Fast forward to 1803, fourteen years after the establishment of the U.S. Constitution, and the first pivotal case by a young U.S. Supreme Court called Marbury v. Madison – a landmark case in United States law and in the history of law worldwide. It formed the foundation for the exercise of judicial review in the United States under Article III of the Constitution. This was the first time in Western history a court invalidated a law by declaring it “unconstitutional” without a demonstration that a particular statue conflicted with the language of state constitutions or federal law.
In Marbury v. Madison we witnesses the greatest power grab in the history of our republic, above even FDR’s “New Deal” and LBJ’s “Great Society,” where the majority opinion written by America’s second chief justice of the Supreme Court, John Marshall, forever expanded the court’s power beyond the bounds of the Constitution by infusing it with godlike power and authority of “judicial review.” In other words, from that point forward in our American constitutional history, a majority of five or more members of this formerly weakest branch of government could invalidate any law passed by Congress and by the state legislatures in any or all of the 50 states it decided was unconstitutional simply because a majority of members on the court didn’t like said law – We the People be damned! From that moment onward, the separation-of-powers doctrine became perverted as the court repeatedly usurped unbounded constitutional powers not accorded by the constitutional framers.
Lord Acton answered such unbridled power in a famous aphorism, “Power corrupts, but absolute power corrupts absolutely.”
Seventeen years after the Marbury v. Madison case, in an 1820 letter by Thomas Jefferson to his friend, William C. Jarvis, one can still see the havoc Chief Justice Marshall caused to the Constitution and against America:
To consider the judges as the ultimate arbiters of all constitutional questions [is] a very dangerous doctrine indeed, and one which would place us under the despotism of an oligarchy. Our judges are as honest as other men and not more so.

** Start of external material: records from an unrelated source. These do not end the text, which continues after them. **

PR #5141, opened 2023-10-30
Fix Liquibase changeset relative path check

filipelautert:
## Impact

## Description

Liquibase path handling has changed over time leading to valid paths not being accepted thus breaking changesets. This fix aims to check for all possible path variations that Liquibase used over time.

### DIFF
--- a/liquibase-standard/src/main/java/liquibase/changelog/RanChangeSet.java
+++ b/liquibase-standard/src/main/java/liquibase/changelog/RanChangeSet.java
@@ -4,8 +4,8 @@ import liquibase.ChecksumVersion;
 import liquibase.ContextExpression;
 import liquibase.Labels;
 import liquibase.change.CheckSum;
-import liquibase.integration.commandline.LiquibaseCommandLineConfiguration;
 
+import java.nio.file.Paths;
 import java.util.Date;
 
 /**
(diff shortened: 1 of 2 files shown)


tati-qalified:
I've tested this and I'm getting what I **think** is the expected result. Do let me know if I'm assuming anything wrong.

**Steps taken ([here are the files for reference](https://github.com/liquibase/liquibase/files/13227768/pr5141_test.zip)):**
Using a directory structure like this:
```
folder1
|
+-- folder2
|     |
|     +-- change2.xml
|
+-- folder3
|     |
|     +-- change3.xml
|
+-- change1.xml
```

With changesets set up so that:
- change1 links to change2
- change2 links to change3

with relativeToChangeLogFile=true

For each of the Liquibase versions 4.19.0 through to 4.24.0, I repeated these steps:
1. In `change3.xml`, edited the changeset Id and table name so they're unique
2. Set the changeLogFile to `change1.xml`
3. Ran `liquibase update`


Then I used the PR code and ran these steps:
1.  In `change3.xml`, edited the changeset Id and table name so they match one of the previous runs
2. Ran `liquibase update`
3. Verify that the changeset is **not** re-run



**Results:**
When using the PR code, Liquibase correctly recognises a changeset as already executed, no matter if the file path is `folder1/folder2/../folder3/change3.xml` or `folder1/folder3/change3.xml`.

**Here's what might or might not be correct:**
If, using this same file and directory structure, we point `change1.xml` directly to `change3.xml`, still using relativeToChangeLogFile=true, it's not recognised as the same, even though it's technically the same path.

tati-qalified (approved):

rberezen (approved):

PR #5165, opened 2023-11-06
Do not warn when env var matches argument alias (DAT-16117)

abrackx:
## Impact

## Description
Do not warn on unrecognized LIQUIBASE_ environment variables when the environment variable matches an alias.


abrackx:
> Are there any tests for this code? Could you add to them or create one for this case?
> 
> Also, @wwillard7800 , didn't you make a ticket for this recently? I could be imagining things.

There's none for this particular case since it's integrating the configuration with the env var provider. But yeah, the test cases in this area are very light. I'll see what I can do.

filipelautert (approved):

wwillard7800 (approved):

PR #5182, opened 2023-11-09
Invoke database.commit only if needed

filipelautert:
## Impact

## Description
Invoke database.commit only if something was executed

When running over large changesets , every commit means a request and for cloud databases it means a new request to the cloud that can take up some time.


suryaaki2 (approved):

suryaaki2:
@filipelautert Can we write some tests to test this scenario?

Tylorjg (approved):
I was able to test the build and it was able to deploy a single changeset on a DBCL (that has 1000) and it did not cause hundreds of commits being sent to the database, and the runtime was milliseconds from the end of the query of the changelog to deploying the changeset.

Fix worked in this scenario.

Issue #4464, opened 2023-07-04
PostgreSQL generated columns get incorrect syntax during diffChangeLog operation


LonwoLonwo:
### Search first

- [X] I searched and no similar issues were found

### Description

This is a continuation of this ticket: https://github.com/liquibase/liquibase/issues/3494

Now in the latest version, table comparison with DDL like:

```sql
CREATE TABLE people (
    height_cm numeric,
    height_in numeric GENERATED ALWAYS AS (height_cm / 2.54) STORED
);
```

works perfectly.

but this table with DDL

```sql
CREATE TABLE users (
	fullname text NOT NULL GENERATED ALWAYS AS ((surname || ', '::text) || forename) STORED,
	surname text NOT NULL,
	forename text NOT NULL,
	CONSTRAINT pk_users_2 PRIMARY KEY (fullname)
);
```

will be transformed during the diffChangeLog command to

```sql
CREATE TABLE users (
"fullname" TEXT 'GENERATED ALWAYS AS GENERATED ALWAYS AS ((surname || '''', ''''::text) || forename) STORED STORED' NOT NULL,
"surname" TEXT NOT NULL,
"forename" TEXT NOT NULL,
CONSTRAINT "pk_users_2" PRIMARY KEY ("fullname")
);
```

And this syntax is incorrect. Probably, the connection here is with the column type TEXT, not numeric, as in the "people" table.

### Steps To Reproduce

- Create two empty schemas.
- Create a table in the first schema:

```sql
CREATE TABLE users (
	fullname text NOT NULL GENERATED ALWAYS AS ((surname || ', '::text) || forename) STORED,
	surname text NOT NULL,
	forename text NOT NULL,
	CONSTRAINT pk_users_2 PRIMARY KEY (fullname)
);
```

- Compare two schemas.

### Expected/Desired Behavior

I want to see the original table syntax for generated columns in the comparison result.

### Liquibase Version

4.23

### Database Vendor & Version

PostgreSQL 12 and higher

### Are you willing to submit a PR?

- [ ] I'm willing to submit a PR (Thank you!)

tati-qalified:
Hello @LonwoLonwo , I was able to replicate this issue in Liquibase version 4.23, and I also verified that this is not a problem in version 4.21 (which is the previous version, as 4.22 was deprecated).
I will be forwarding this to the development team. Thanks for letting us know!

LonwoLonwo:
Works well on the latest version!

PR #5202, opened 2023-11-13
4464 fix generated default column value using in PostgreSQL and Oracle for char/clob data types

LonwoLonwo:
## Impact

`TypeBug`            - bug fixes

## Description

So, I'm trying to fix the case from https://github.com/liquibase/liquibase/issues/4464

The first part of this PR - is avoiding duplication of the `GENERATED ALWAYS AS` part.
And second - an attempt to not add quotes around the function `GENERATED ALWAYS AS` for character/clob columns.
I understand that this is a terrible solution - trying to guess by the string beginning - if this default value is a function or not.
But I do not see other good options.
I tried to add to the ClobType#objectToSql, but it is not general enough.
So, I am open for discussion.

## Things to be aware of

I'm not sure about the test part, also.

## Things to worry about

Can users use the "GENERATED ALWAYS AS" syntax just for default values? I really do not know.


liquibase-standard/src/main/java/liquibase/snapshot/jvm/ColumnSnapshotGenerator.java
```diff
@@ -39,6 +39,7 @@ public class ColumnSnapshotGenerator extends JdbcSnapshotGenerator {
     private static final Pattern POSTGRES_NUMBER_VALUE_PATTERN = Pattern.compile(POSTGRES_NUMBER_VALUE_REGEX);
 
     private static final String MYSQL_DEFAULT_GENERATED = "DEFAULT_GENERATED";
+    private static final String POSTGRES_GENERATED_ALWAYS = "GENERATED ALWAYS AS ";
```
MalloD12, line 42: If I'm not wrong this is also supported also by Oracle. I think maybe we can rename this constant and use it for both cases. Have you tried this in Oracle as well?

LonwoLonwo: So, PostgreSQL and Oracle cases are close, but I see some differences.

1. Different syntax. For PostgreSQL, it will be `GENERATED ALWAYS AS (value) STORED`. So, we have this STORED at the end.
2. It Looks like Oracle returns us the default value without "()", but PostgreSQL returns with:

2023-12-22 19_43_20-DBeaver  C__Users_anvolka_work_DbeaverP_dbeaver-workspace-idea  - C__Users_anvol

2023-12-22 19_39_18-DBeaver  C__Users_anvolka_work_DbeaverP_dbeaver-workspace-idea  - C__Users_anvol

3. We have different conditions for column flags. 
It is `"YES".equals(columnMetadataResultSet.get("VIRTUAL_COLUMN")` for Oracle.
And `"YES".equals(columnMetadataResultSet.get("IS_GENERATEDCOLUMN"))` for PostgreSQL.

So, I can add all these conditions as flags in one merged method. But I am unsure.

MalloD12: I think we shouldn't merge conditions, I would leave it as it's now.

liquibase-standard/src/main/java/liquibase/snapshot/jvm/ColumnSnapshotGenerator.java
```diff
@@ -515,14 +519,14 @@ protected Object readDefaultValue(CachedRow columnMetadataResultSet, Column colu
...
-                columnMetadataResultSet.set(COLUMN_DEF_COL, new DatabaseFunction("null"));
+                columnMetadataResultSet.set(COLUMN_DEF_COL, new DatabaseFunction(NULL_VALUE));
             }
         }
 
         if ((database instanceof OracleDatabase) && (columnMetadataResultSet.get(COLUMN_DEF_COL) == null)) {
             columnMetadataResultSet.set(COLUMN_DEF_COL, columnMetadataResultSet.get("DATA_DEFAULT"));
 
-            if ((columnMetadataResultSet.get(COLUMN_DEF_COL) != null) && "NULL".equalsIgnoreCase((String)
+            if ((columnMetadataResultSet.get(COLUMN_DEF_COL) != null) && NULL_VALUE.equalsIgnoreCase((String)
```
MalloD12, line 529: I think it would look a bit better if we replace this `NULL_VALUE` check with something like:
```
StringUtil.equalsWordNull((String)
                    columnMetadataResultSet.get(COLUMN_DEF_COL))
```

liquibase-standard/src/main/java/liquibase/util/SqlUtil.java
```diff
@@ -114,6 +112,12 @@ public static Object parseValue(Database database, Object val, DataType type) {
             }
         }
 
+        if ((database instanceof PostgresDatabase) && (liquibaseDataType instanceof CharType || liquibaseDataType instanceof ClobType)
```
MalloD12, line 115: I think we can add Oracle to the database check of this condition:

```(database instanceof PostgresDatabase || database instanceof OracleDatabase)```  &&...

File: liquibase-integration-tests/src/test/java/liquibase/dbtest/pgsql/PostgreSQLIntegrationTest.java [hunk 4]
```diff
@@ -268,6 +268,27 @@ public void testGeneratedColumn() throws Exception {
 
     }
 
+    @Test
+    public void testGeneratedClobColumn() throws Exception {
+        assumeNotNull(getDatabase());
```
MalloD12, line 273: I think we can probably add a similar test to `OracleIntegrationTest` considering the differences you stated in your differences findings comment.

LonwoLonwo: Ok, I will try to do it.

liquibase-standard/src/main/java/liquibase/snapshot/jvm/ColumnSnapshotGenerator.java
LonwoLonwo: O! I see. I will fix it.

liquibase-standard/src/main/java/liquibase/util/SqlUtil.java
LonwoLonwo: Ok, for the future. But, for now, we will never be here because of the conditions above:

```java
else if (!stringVal.matches("\\d+\\.?\\d*")) {
                //not just a number
                return new DatabaseFunction(stringVal);
```

liquibase-integration-tests/src/test/java/liquibase/dbtest/pgsql/PostgreSQLIntegrationTest.java
LonwoLonwo: Ok, I've added a new test for Oracle. But, unfortunately, I can't build the test part, so I can't test my test :(
Please take a look at it.

liquibase-standard/src/main/java/liquibase/snapshot/jvm/ColumnSnapshotGenerator.java
LonwoLonwo: Added

liquibase-standard/src/main/java/liquibase/util/SqlUtil.java
LonwoLonwo: Added

liquibase-integration-tests/src/test/java/liquibase/dbtest/pgsql/PostgreSQLIntegrationTest.java
MalloD12: I can't test that locally either, but let's see how it goes in GH and then we can see whether it requires any change or not. 

Thanks,
Daniel.

MalloD12: It seems there is something wrong with the generated SQL executed. I'll ask someone's help who can help me with oracle to review this and I'll let you know.

LonwoLonwo: Thank you!

liquibase-integration-tests/src/test/java/liquibase/dbtest/oracle/OracleIntegrationTest.java
```diff
@@ -225,7 +225,7 @@ public void testChangeLogGenerationForTableWithGeneratedColumn() throws Exceptio
         String textToTest = "GENERATED ALWAYS AS (QTY * PRICE)";
 
         Scope.getCurrentScope().getSingleton(ExecutorService.class).getExecutor("jdbc", getDatabase()).execute(new RawSqlStatement(
-            String.format("CREATE TABLE GENERATED_COLUMN_TEST(QTY INT, PRICE INT, TOTALVALUE INT %s);", textToTest)));
```
LonwoLonwo: Oops.

filipelautert: Almost there :)
The assertion failed as it is not able to find our sql fragment. The generated SQL below is:
```
<column defaultValueComputed="GENERATED ALWAYS AS (&quot;QTY&quot;*&quot;PRICE&quot;)" name="TOTALVALUE" type="NUMBER(*, 0)"/>
```
So in my next commit I'm removing `"` from virtColumnDef variable.. and seems it works. I wonder if this is the best solution @LonwoLonwo  @MalloD12 , but at least it is working now :)

MalloD12 (approved):
**Approved**.

Thanks @LonwoLonwo for this PR, for applying the required changes, and for your patience. Code changes look good to me. Build and all tests have been successfully executed.

It would be good if we can test running the Oracle test added in some different version than the one use for `OracleIntegrationTest` suite (`oracle-xe:18-slim`). @rberezen could you please do that when you review this PR? This test I'm talking about was failing on the mentioned version, but using the generated SQL and executing it in a newer version was successfully executed, so I would like to make sure that now it pass on version 18 it also works in newer versions.

filipelautert (approved):

rberezen (approved):

PR #5221, opened 2023-11-15
Added some expression evaluation dependencies  DAT-16164

wwillard7800:
## Impact


filipelautert (approved):

StevenMassaro (changes requested):
Since this dependency is only used in Pro right now, can you shade the dependency into the pro jar and not add it as a separate jar in the dist tar.gz?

They have with others the same passions for party, for power, and the privilege of their corps. Their maxim is boni judicis est ampliare jurisdictionem [good justice is broad jurisdiction]. … The Constitution has erected no such single tribunal, knowing that to whatever hands confided, with the corruptions of time and party, its members would become despots. It has more wisely made all the departments co-equal and co-sovereign within themselves.
An interesting historical connection exists between Marbury v. Madison and the Obamacare cases regarding conflict of interest: President Adams ordered John Marshall to deliver the judicial commissions the day before Jefferson took power (March 4, 1801); however, Marshall was both a recently appointed chief justice of the United States and continued as the acting secretary of state.
Likewise, Elena Kagan, who as solicitor general acted on behalf of the Obama administration in multiple federal appeals courts, this week showed up to hear the arguments and stubbornly refused to recuse herself from judging the Obamacare cases, even though she had cheered enactment of the law as an Obama political appointee and had personally assigned her top deputy in the Obama Justice Department to defend the law in federal court.
A federal law, 28 USC 455, says a Supreme Court justice must recuse from “any proceeding in which his impartiality might reasonably be questioned” or anytime he has “expressed an opinion concerning the merits of the particular case in controversy” while he “served in governmental employment.”
Here is the conclusion of the matter. Either the Progressive Revolution will prevail or the U.S. Constitution will prevail, but they can no longer coexist. Universal anything is essentially outside the parameters of legitimate constitutional jurisprudence, but within the realm of a dictatorial Marxist or Nazi state.